The Ministry of Education and Culture (Ministerio de Educación y Cultura) of Uruguay is the ministry of the Government of Uruguay that is responsible for the coordination of national education, the promotion of the country's cultural development, the preservation of the nation's artistic, historical and cultural heritage, as well as innovation, science and technology and the promotion and strengthening of the validity of human rights. It is also responsible for the development of the state communication multimedia system and for promoting the digitized access of the entire population to information.

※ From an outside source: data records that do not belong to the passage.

PR #203, opened 2026-05-22
feat(cli): allow updating sandbox ports

QuiiBz:
In https://github.com/vercel/sandbox/pull/184 we added support for updating a sandbox ports at runtime. However, we missed adding this functionnality to the CLI

This PR adds a new `sandbox config ports` subcommand to update the ports dynamically:
```sh
sandbox config ports my-sandbox-name # clear all ports
sandbox config ports my-sandbox-name -p 8080 -p 1234 # replaces currently opened ports
```
Screenshot 2026-05-22 at 08 59 01

We also surface the configured ports in `sandbox config list`:
Screenshot 2026-05-22 at 08 53 51

### DIFF
--- a/packages/sandbox/src/args/ports.ts
+++ b/packages/sandbox/src/args/ports.ts
@@ -14,7 +14,7 @@ export const publishPorts = cmd.multioption({
             [
               `Invalid port: ${number}.`,
               `${chalk.bold("hint:")} Ports must be integers between 1024-65535 (privileged ports 0-1023 are reserved).`,
-              "Examples: 3000, 8080, 8443",
+              "Examples: 3000, 8443",
             ].join("\n"),
           );
         }
--- a/packages/sandbox/src/args/ports.ts
+++ b/packages/sandbox/src/args/ports.ts
@@ -1,0 +1,25 @@
+import * as cmd from "cmd-ts";
+import chalk from "chalk";
+
+export const publishPorts = cmd.multioption({
+  long: "publish-port",
+  short: "p",
+  description: "Publish sandbox port(s) to DOMAIN.vercel.run",
+  type: cmd.array(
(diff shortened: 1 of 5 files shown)


packages/sandbox/src/args/ports.ts
```diff
@@ -0,0 +1,25 @@
...
+  type: cmd.array(
+    cmd.extendType(cmd.number, {
+      displayName: "PORT",
+      async from(number) {
+        if (!Number.isInteger(number) || number < 1024 || number > 65535) {
+          throw new Error(
+            [
+              `Invalid port: ${number}.`,
+              `${chalk.bold("hint:")} Ports must be integers between 1024-65535 (privileged ports 0-1023 are reserved).`,
+              "Examples: 3000, 8080, 8443",
```
marc-vercel: Let's remove 8080 for now until it is unblocked. WDYT?

packages/sandbox/src/commands/config.ts
```diff
@@ -658,6 +709,32 @@ function formatKeepLastSnapshots(
...
+
+function getPublishedRoutes(sandbox: Sandbox): Sandbox["routes"] | undefined {
+  try {
+    return sandbox.routes.filter(
+      (route) => route.port !== sandbox.interactivePort,
+    );
+  } catch (error) {
+    if (
+      error instanceof Error &&
+      error.message === "No active session. Run a command or call resume first."
```
marc-vercel: This will break if we change the message. Maybe it is better to check the error status (e.g. 4XX)?

marc-vercel (approved):
LGTM, just left some minor comments.

packages/sandbox/src/commands/config.ts
QuiiBz: We actually don't need this try catch, removed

It is also responsible for the formulation and coordination of policies regarding the judicial defense of the interests of the State and for ensuring the necessary information for the correct application of the law. The Ministry is headquartered in the Reconquista Street in Ciudad Vieja, Montevideo. The current Minister of Education and Culture is José Carlos Mahía, who has held the position since 1 March 2025.

== History ==
The first record of a public body for the administration of education dates from 26 February 1848 with the creation of the Institute of Public Instruction. This institute had executive, technical, and administrative powers. A year later, the University of the Republic was founded, which had among its missions, teaching at all levels, a fact that was never put into practice. In 1891, a cabinet reshuffle was made, becoming the newly created Ministry of Development responsible for the administration of public education.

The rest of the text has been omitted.